Every record must reappear in the answer exactly as given.

[Records from a collection]

- Opening Delimiter -

PR #1119, opened 2026-08-30
fix(parsing): tolerate and log malformed segment specs in parse_number_range_list

pchalasani:
Supersedes #1117 — thanks @pacocartones for finding this and for the original
fix, which this PR builds on.

### Problem

`parse_number_range_list` (`langroid/parsing/utils.py`) is documented to
tolerate weak-LLM output, but it raised `ValueError` on common messy input:

- a trailing comma: `"1,2,3,"` → `int("")`
- an empty entry: `"1,,2"`
- a lone hyphen or a malformed range: `"-"`, `"1-"`, `"-5"`, `"1-2-3"`

Its only production caller, `extract_numbered_segments` via
`RelevanceExtractorAgent.extract_segments`, wraps the call in
`except Exception: return DONE + NO_ANSWER`, so the crash was swallowed and
**every** segment the model had identified was silently discarded in the
DocChat RAG relevance path.

### Fix

Skip digit-less fragments and malformed ranges instead of raising, so the
well-formed part of the spec is still honored — and log the skipped fragments
at `WARNING`, so the partial result is not silent. (The previous behavior
dropped everything with no log at all.) A malformed range such as `"1-2-3"` is
deliberately **not** guessed at.

Well-formed input is unchanged: a differential run over 10,129 generated
well-formed specs found 0 differences from `main`.

### Tests

- 13 parse cases: every well-formed case preserved, every messy case tolerated.
- Warning-emitted / not-emitted cases.

The log assertions use a plain `logging.Handler` rather than `caplog`, since
CI runs `tests/main` with `-p no:logging` (see #1115).

Verified RED against `main` (13 failures) and GREEN on this branch (18 passed),
each run with an in-process source assertion so the import could not silently
resolve to the wrong tree. `black --check`, `ruff check`, and `mypy` on the
changed source are clean.

### DIFF
--- a/langroid/parsing/utils.py
+++ b/langroid/parsing/utils.py
@@ -216,6 +216,11 @@ def parse_number_range_list(specs: str) -> List[int]:
         specs (str): A string containing segment numbers and/or ranges
                      (e.g., "3,5,7-10").
 
+    Weak LLMs sometimes emit messy specs (a trailing comma, an empty entry, a
+    lone hyphen, or a malformed range like "1-" or "1-2-3"). Such fragments are
+    skipped -- and logged at WARNING -- rather than raised on, so the
+    well-formed part of the spec is still honored.
+
     Returns:
         List[int]: List of segment numbers.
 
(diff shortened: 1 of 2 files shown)


pchalasani:
Thanks — the P2 is valid and is fixed in 25825ed2.

You're right that the docstring promised more than the code delivered: an empty fragment (trailing comma, or `1,,2` — the two motivating cases) was skipped without being recorded.

I sharpened the rule rather than adding noise, since a trailing comma loses nothing:

- a fragment with **no digits at all** (``, `-`) refers to no segment → skipped quietly;
- a fragment that **does contain digits** but isn't a valid spec (`1-`, `-5`, `1-2-3`) drops a segment reference the model meant to make → skipped **and** logged at WARNING.

The docstring now states exactly this, and the tests cover both halves (`1,-,2` no longer warns; `1-2-3,5` still does). An exhaustive differential over 5,482,928 well-formed spec combinations shows 0 differences from main.

@codex review

pchalasani:
Valid again — fixed in c074549f.

`--` and `-foo-` both filter down to `--`, which is neither `""` nor `"-"`, so they fell through to the range branch and got logged as a dropped segment despite carrying no digits. The check now tests for the **absence of digits** rather than the two literal values, which is what the documented rule actually says. Added `1,--,2`, `1,-foo-,2` and `--` to both the parse cases and the no-warning cases; counter-verified RED against the previous check.

@codex review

- Closing Delimiter -

**ANSWER SECTION:**
PR #1119, opened 2026-08-30
fix(parsing): tolerate and log malformed segment specs in parse_number_range_list

pchalasani:
Supersedes #1117 — thanks @pacocartones for finding this and for the original
fix, which this PR builds on.

### Problem

`parse_number_range_list` (`langroid/parsing/utils.py`) is documented to
tolerate weak-LLM output, but it raised `ValueError` on common messy input:

- a trailing comma: `"1,2,3,"` → `int("")`
- an empty entry: `"1,,2"`
- a lone hyphen or a malformed range: `"-"`, `"1-"`, `"-5"`, `"1-2-3"`

Its only production caller, `extract_numbered_segments` via
`RelevanceExtractorAgent.extract_segments`, wraps the call in
`except Exception: return DONE + NO_ANSWER`, so the crash was swallowed and
**every** segment the model had identified was silently discarded in the
DocChat RAG relevance path.

### Fix

Skip digit-less fragments and malformed ranges instead of raising, so the
well-formed part of the spec is still honored — and log the skipped fragments
at `WARNING`, so the partial result is not silent. (The previous behavior
dropped everything with no log at all.) A malformed range such as `"1-2-3"` is
deliberately **not** guessed at.

Well-formed input is unchanged: a differential run over 10,129 generated
well-formed specs found 0 differences from `main`.

### Tests

- 13 parse cases: every well-formed case preserved, every messy case tolerated.
- Warning-emitted / not-emitted cases.

The log assertions use a plain `logging.Handler` rather than `caplog`, since
CI runs `tests/main` with `-p no:logging` (see #1115).

Verified RED against `main` (13 failures) and GREEN on this branch (18 passed),
each run with an in-process source assertion so the import could not silently
resolve to the wrong tree. `black --check`, `ruff check`, and `mypy` on the
changed source are clean.

### DIFF
--- a/langroid/parsing/utils.py
+++ b/langroid/parsing/utils.py
@@ -216,6 +216,11 @@ def parse_number_range_list(specs: str) -> List[int]:
         specs (str): A string containing segment numbers and/or ranges
                      (e.g., "3,5,7-10").
 
+    Weak LLMs sometimes emit messy specs (a trailing comma, an empty entry, a
+    lone hyphen, or a malformed range like "1-" or "1-2-3"). Such fragments are
+    skipped -- and logged at WARNING -- rather than raised on, so the
+    well-formed part of the spec is still honored.
+
     Returns:
         List[int]: List of segment numbers.
 
(diff shortened: 1 of 2 files shown)


pchalasani:
Thanks — the P2 is valid and is fixed in 25825ed2.

You're right that the docstring promised more than the code delivered: an empty fragment (trailing comma, or `1,,2` — the two motivating cases) was skipped without being recorded.

I sharpened the rule rather than adding noise, since a trailing comma loses nothing:

- a fragment with **no digits at all** (``, `-`) refers to no segment → skipped quietly;
- a fragment that **does contain digits** but isn't a valid spec (`1-`, `-5`, `1-2-3`) drops a segment reference the model meant to make → skipped **and** logged at WARNING.

The docstring now states exactly this, and the tests cover both halves (`1,-,2` no longer warns; `1-2-3,5` still does). An exhaustive differential over 5,482,928 well-formed spec combinations shows 0 differences from main.

@codex review

pchalasani:
Valid again — fixed in c074549f.

`--` and `-foo-` both filter down to `--`, which is neither `""` nor `"-"`, so they fell through to the range branch and got logged as a dropped segment despite carrying no digits. The check now tests for the **absence of digits** rather than the two literal values, which is what the documented rule actually says. Added `1,--,2`, `1,-foo-,2` and `--` to both the parse cases and the no-warning cases; counter-verified RED against the previous check.

@codex review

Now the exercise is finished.